Çocukluğumda, ontemmuz mahallesinden soğuksuya yürüyerek iner,lavuar kapısı girişinde bekleyen bekçiye, babama verilmek üzere sefertasıyla taşıdığım azığı götürürdüm.Babam, lavuarda kömür yıkayıcısıydı.
O kadar merak ettiğim halde bir kez bile içeri girmeme izin verilmezdi;her seferinde, lavuarın gürültülü sesine karışan merakımla beraber eve geri dönerdim ve o meraklı özlemimi bir türlü giderememiştim.
Demem o ki,her evin ekmek kapısı olan kömürün, alın terine bulaşan karasından nasibini alan bir babanın çocuğuyum.
Emek nedir, çocukluğumdan bilirim;yere serilip ancak fırçayla temizlenen işçi elbiselerinden; grizu patlaması feryatlarına giydirilen bayrak sarılı tabutların sıra sıra gidişlerinden.
 
Aradan geçen onca zaman içinde hala tekrarlanıp durur bu görüntüler;her şey değişse de, bir bu acılar anılarımda kalamadı.
Bu Kent’e yakıştırılan acı, gereğini yapıyordu çünkü,kabulleniyordu kaderini isyan etmesi gerekirken.
Şehrin siluetinden de belli bu kabullenişler;belleğimize kazınmış bir çok bina bir bir yok ediliyorken, gören gözler yalnız kalışlarda güçsüz bırakılıyor.
Geri dönüşsüz gidenler gittikçe çoğalıyor.
Gidenlerden biri de,şehrin kimliği olan lavuar; geriye sadece üç kulesi kaldı şimdi; üç yetim gibi.
Lavuar alanı şimdilik bomboş .
Yanından her gelip geçtiğimde düşündüğüm tek şey;kalan üç kulesi olsun yaşatılsın,hayata katılsın isteğidir.
Zonguldak seyrinde, üzerinde çay içme istediğim de bundandır.

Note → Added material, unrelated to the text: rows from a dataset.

PR #285, opened 2018-06-12
#282: show ellipsis if wallet label is too long on wallet page

### LINKED ISSUE #282: Wallet label is splitted up on two rows if length is too long
At the pic below the wallet label is `skycoin-web-e2e-test-load-wallet-seed`
image

@Senyoret1, should we fix it somehow?
One of possible solution is to show ellipsis at the end and show tooltip with a full string.

alexandermushinskiy:
Fixes #282 

Changes:
- in css to show ellipsis if wallet label is too long on wallet page.


src/app/components/pages/wallets/wallets.component.html
```diff
@@ -10,7 +10,7 @@
     <div class="-wallets">
       <ng-container *ngFor="let wallet of wallets">
         <div class="-wallet" (click)="toggleWallet(wallet)">
-          <div class="-width-250 -label">{{ wallet.label }}</div>
+          <div class="-width-250 -label" [attr.title]="wallet.label.length > 36 ? wallet.label : ''">{{ wallet.label }}</div>
```
Senyoret1: Please remove the 36 characters condition. If the name has many wide letters (like "M"), 27 characters could be enough to show the ellipsis, but if it has many narrow letters (like "i"), 47 characters fit without problems. As it is so difficult to know how many characters fit in the space, it seems that it is best to show the tooltip always, instead of risking to have an inconsistent UI.

alexandermushinskiy: Fixed.

PR #403, opened 2018-07-03
Add Spanish translation

Senyoret1:
Changes:
- `es.json` was added, with the texts in Spanish, and the language was added to `config.languages`.
- The `top-bar.*` text are now inside `header`, in the languaje files.
- A parameter was added to some text variables, in order to get the translated text with a single call to the `translate` pipe, instead of having to build the text by concatenating several strings.
- The "loading" texts now have 3 points at the end, instead of 2.

### DIFF
--- a/src/app/components/layout/header/top-bar/top-bar.component.html
+++ b/src/app/components/layout/header/top-bar/top-bar.component.html
@@ -1,6 +1,6 @@
 <div class="buttons-left">
   <span class="last-updated-time" *ngIf="isBalanceObtained">
-    {{ 'header.updated1' | translate }} {{ timeSinceLastUpdateBalances === 0 ? ('top-bar.less-than' | translate ) : timeSinceLastUpdateBalances }} {{ 'header.updated2' | translate }}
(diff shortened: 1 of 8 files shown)


src/app/components/layout/header/top-bar/top-bar.component.html
```diff
@@ -1,6 +1,6 @@
 <div class="buttons-left">
   <span class="last-updated-time" *ngIf="isBalanceObtained">
-    {{ 'header.updated1' | translate }} {{ timeSinceLastUpdateBalances === 0 ? ('top-bar.less-than' | translate ) : timeSinceLastUpdateBalances }} {{ 'header.updated2' | translate }}
+    {{ 'header.top-bar.updated1' | translate }} {{ timeSinceLastUpdateBalances === 0 ? ('header.top-bar.less-than' | translate ) : timeSinceLastUpdateBalances }} {{ 'header.top-bar.updated2' | translate }}
     <i *ngIf="!this.isBalanceUpdated"
        class="material-icons blinking-warning-icon"
        [matTooltip]="'top-bar.connection-error-tooltip' | translate">
```
mahansky: `top-bar.connection-error-tooltip` should be `header.top-bar.connection-error-tooltip`

PR #405, opened 2018-07-05
Improve header images

Senyoret1:
Changes:
- Now the header images are in the `/coins` folder, inside `/assets/img`. Since each coin could have a different header image, this will help to maintain order after adding many more coins.

- The header images are now optimized 1280x720 .jpg files, instead of .png files. With this change, the Skycoin image went from 898KB to 89.3KB, and the Testcoin image from 1.79MB a 228KB. This should significantly improve the load times, especially on slow internet connections.

- The gradient shown in front of the header background is now not a CSS style, but an image. The name of the gradient image can be defined in the file of each coin (files inside `/src/app/coins`), so that now each coin can have a personalized header image and an adecuate gradient in front of it (previously the blue gradient of Skycoin was always shown).

- The text with the amount of time that has passed since the balance was updated is now slightly transparent, instead of slightly blue, so now it have fewer problems when changing the background image.


mahansky:
Is there any particular reason to have the gradient as a separate image? The effect could be added on top of the existing header image while saving a few extra kilobytes.

Senyoret1:
It is so that the design is more flexible and easier to personalize. With a bitmap you can put more complex effects easily, like a blur:
blur
That could be useful in designs like the one used by MDL:
mdl
Also, the process of configuring each coin with css styles is more complex, especially if the style has to be assembled by a designer without knowledge of css. With bitmaps he/she simply have to do tests in some image editor.

Senyoret1:
But, thinking about it, we could add the two options.

mahansky:
I mean you would have just one image with both the base texture and
gradient/blur stuff on top of it, all within same bitmap.

Senyoret1:
That was not possible before (because there was a fixed blue gradient in a css style), but with the changes in this PR you can simply keep `gradientName` undefined and then the wallet will only show the background image. After completing the multi-coin compatibility it will be necessary to create a file explaining how to add coins, including details like that.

Her gördüğümde içimden bir ses,''sakın yıkılmasın..yıkılırsa, gençliğimin gittiği kadar çocukluğum da gider.’’ Diyor.
 
Babam,ben yirmili yaşlardayken lavuardan emekli oldu ve henüz atmış yaşındayken gırtlağına yapışan kömür tozundan, gırtlak kanserine yakalanarak vefat etti.
Lavuar, anılarımda acı bir hatıra bırakmış olsa da, nice canların ekmek kapısıydı.
Emek timsali olarak yaşamalıydı; belki bir müze olarak belki de, şehrin gerçek kimliğini gösteren bir yüzü olarak.
 
Güneşi çağıran dileklerdik/elbet bir gün doğar dedik/ne gözde doğdu bahar/ne gönülde ısındı ellerimiz/ukde oldun içimde/yutulmayan cam gibi/Gülden Işık.